Work to complete: Produce a copy of every line in the records that holds the string "report".

Stored data entries:
━━━━━━━━━━━━━━━━━━━━━━━━━━━━━━
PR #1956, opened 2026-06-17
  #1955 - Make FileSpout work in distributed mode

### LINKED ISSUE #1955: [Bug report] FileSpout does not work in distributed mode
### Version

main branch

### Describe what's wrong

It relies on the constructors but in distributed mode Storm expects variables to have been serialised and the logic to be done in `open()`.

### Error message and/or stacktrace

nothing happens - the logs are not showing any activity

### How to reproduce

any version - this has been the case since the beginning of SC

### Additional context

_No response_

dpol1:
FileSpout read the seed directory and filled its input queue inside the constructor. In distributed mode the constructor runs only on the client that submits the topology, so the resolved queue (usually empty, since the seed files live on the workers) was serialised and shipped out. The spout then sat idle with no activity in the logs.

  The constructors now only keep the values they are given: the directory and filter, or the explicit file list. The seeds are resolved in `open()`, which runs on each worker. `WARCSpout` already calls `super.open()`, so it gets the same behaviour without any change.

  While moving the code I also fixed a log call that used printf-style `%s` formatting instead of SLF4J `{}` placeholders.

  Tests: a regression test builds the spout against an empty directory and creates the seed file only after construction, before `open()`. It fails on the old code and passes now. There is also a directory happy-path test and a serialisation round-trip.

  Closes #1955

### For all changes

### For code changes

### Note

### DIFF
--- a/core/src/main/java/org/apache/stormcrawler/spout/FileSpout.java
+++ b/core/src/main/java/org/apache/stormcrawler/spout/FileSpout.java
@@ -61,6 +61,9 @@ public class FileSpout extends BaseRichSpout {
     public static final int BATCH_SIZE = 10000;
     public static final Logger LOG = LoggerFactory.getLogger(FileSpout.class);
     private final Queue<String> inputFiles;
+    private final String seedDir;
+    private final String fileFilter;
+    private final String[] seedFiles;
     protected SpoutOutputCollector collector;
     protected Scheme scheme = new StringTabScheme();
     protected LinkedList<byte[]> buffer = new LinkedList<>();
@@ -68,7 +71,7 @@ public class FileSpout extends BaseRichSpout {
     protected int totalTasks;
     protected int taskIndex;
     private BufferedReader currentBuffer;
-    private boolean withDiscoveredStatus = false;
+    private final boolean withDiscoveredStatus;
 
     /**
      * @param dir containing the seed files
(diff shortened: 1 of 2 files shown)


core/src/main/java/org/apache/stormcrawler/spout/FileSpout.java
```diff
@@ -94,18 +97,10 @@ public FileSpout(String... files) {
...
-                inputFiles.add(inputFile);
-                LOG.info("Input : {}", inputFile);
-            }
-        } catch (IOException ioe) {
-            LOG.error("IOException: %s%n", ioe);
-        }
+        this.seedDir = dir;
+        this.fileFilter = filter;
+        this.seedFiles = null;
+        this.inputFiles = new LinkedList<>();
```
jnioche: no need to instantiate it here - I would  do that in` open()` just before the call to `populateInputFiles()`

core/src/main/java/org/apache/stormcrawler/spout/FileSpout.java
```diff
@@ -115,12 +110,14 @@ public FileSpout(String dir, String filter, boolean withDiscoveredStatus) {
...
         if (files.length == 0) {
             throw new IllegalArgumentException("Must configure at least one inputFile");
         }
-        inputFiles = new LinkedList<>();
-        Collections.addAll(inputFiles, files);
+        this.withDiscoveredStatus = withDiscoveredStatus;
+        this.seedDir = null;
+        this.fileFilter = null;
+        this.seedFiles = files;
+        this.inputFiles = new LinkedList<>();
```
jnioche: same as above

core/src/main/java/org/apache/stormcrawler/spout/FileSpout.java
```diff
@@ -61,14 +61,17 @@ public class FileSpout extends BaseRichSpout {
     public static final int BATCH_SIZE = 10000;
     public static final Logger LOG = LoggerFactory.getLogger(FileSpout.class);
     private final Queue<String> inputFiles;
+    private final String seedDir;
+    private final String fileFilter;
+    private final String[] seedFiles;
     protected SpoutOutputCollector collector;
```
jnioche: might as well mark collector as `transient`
━━━━━━━━━━━━━━━━━━━━━━━━━━━━━━
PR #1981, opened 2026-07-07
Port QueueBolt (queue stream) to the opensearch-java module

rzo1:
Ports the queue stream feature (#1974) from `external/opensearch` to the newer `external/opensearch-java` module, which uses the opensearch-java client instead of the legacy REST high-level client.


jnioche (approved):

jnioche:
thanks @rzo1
━━━━━━━━━━━━━━━━━━━━━━━━━━━━━━
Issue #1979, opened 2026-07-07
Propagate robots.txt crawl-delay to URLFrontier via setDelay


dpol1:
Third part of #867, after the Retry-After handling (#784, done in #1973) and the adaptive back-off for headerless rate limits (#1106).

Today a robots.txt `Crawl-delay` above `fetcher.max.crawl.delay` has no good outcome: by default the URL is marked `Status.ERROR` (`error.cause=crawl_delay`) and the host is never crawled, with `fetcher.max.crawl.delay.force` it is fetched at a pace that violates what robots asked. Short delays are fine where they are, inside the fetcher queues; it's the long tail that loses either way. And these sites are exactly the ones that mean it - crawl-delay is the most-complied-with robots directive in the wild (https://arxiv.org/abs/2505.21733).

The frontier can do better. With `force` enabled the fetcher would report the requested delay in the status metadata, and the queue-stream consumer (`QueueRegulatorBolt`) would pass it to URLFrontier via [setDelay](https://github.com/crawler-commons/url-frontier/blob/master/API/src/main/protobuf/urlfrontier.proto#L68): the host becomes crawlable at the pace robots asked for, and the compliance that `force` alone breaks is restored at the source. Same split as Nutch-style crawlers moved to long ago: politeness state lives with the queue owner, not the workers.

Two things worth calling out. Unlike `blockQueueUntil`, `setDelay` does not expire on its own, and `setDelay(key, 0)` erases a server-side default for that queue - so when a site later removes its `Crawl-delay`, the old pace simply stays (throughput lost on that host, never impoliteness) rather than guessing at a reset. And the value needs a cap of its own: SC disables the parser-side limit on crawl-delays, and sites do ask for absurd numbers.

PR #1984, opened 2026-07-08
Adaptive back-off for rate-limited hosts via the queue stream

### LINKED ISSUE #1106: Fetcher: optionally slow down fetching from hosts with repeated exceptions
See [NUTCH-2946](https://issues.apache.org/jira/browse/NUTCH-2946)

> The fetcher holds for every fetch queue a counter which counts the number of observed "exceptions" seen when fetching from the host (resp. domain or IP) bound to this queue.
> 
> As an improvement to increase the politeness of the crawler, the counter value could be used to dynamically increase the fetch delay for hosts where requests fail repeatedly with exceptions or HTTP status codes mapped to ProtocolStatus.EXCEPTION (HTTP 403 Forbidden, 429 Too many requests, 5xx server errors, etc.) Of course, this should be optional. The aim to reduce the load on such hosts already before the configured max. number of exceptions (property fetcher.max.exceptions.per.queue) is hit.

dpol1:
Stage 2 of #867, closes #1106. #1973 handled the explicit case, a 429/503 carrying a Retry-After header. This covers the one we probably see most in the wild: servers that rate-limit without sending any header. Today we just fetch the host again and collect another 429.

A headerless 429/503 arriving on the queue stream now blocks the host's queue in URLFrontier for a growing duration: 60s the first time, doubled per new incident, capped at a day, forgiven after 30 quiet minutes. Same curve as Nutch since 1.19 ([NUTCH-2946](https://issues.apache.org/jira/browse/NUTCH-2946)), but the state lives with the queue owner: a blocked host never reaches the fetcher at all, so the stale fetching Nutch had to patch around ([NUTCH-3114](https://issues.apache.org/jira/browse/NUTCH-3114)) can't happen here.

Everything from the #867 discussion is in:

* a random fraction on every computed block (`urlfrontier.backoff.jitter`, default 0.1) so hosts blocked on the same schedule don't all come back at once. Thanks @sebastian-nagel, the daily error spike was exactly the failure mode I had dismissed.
━━━━━━━━━━━━━━━━━━━━━━━━━━━━━━
Response area:
### LINKED ISSUE #1955: [Bug report] FileSpout does not work in distributed mode
The frontier can do better. With `force` enabled the fetcher would report the requested delay in the status metadata, and the queue-stream consumer (`QueueRegulatorBolt`) would pass it to URLFrontier via [setDelay](https://github.com/crawler-commons/url-frontier/blob/master/API/src/main/protobuf/urlfrontier.proto#L68): the host becomes crawlable at the pace robots asked for, and the compliance that `force` alone breaks is restored at the source. Same split as Nutch-style crawlers moved to long ago: politeness state lives with the queue owner, not the workers.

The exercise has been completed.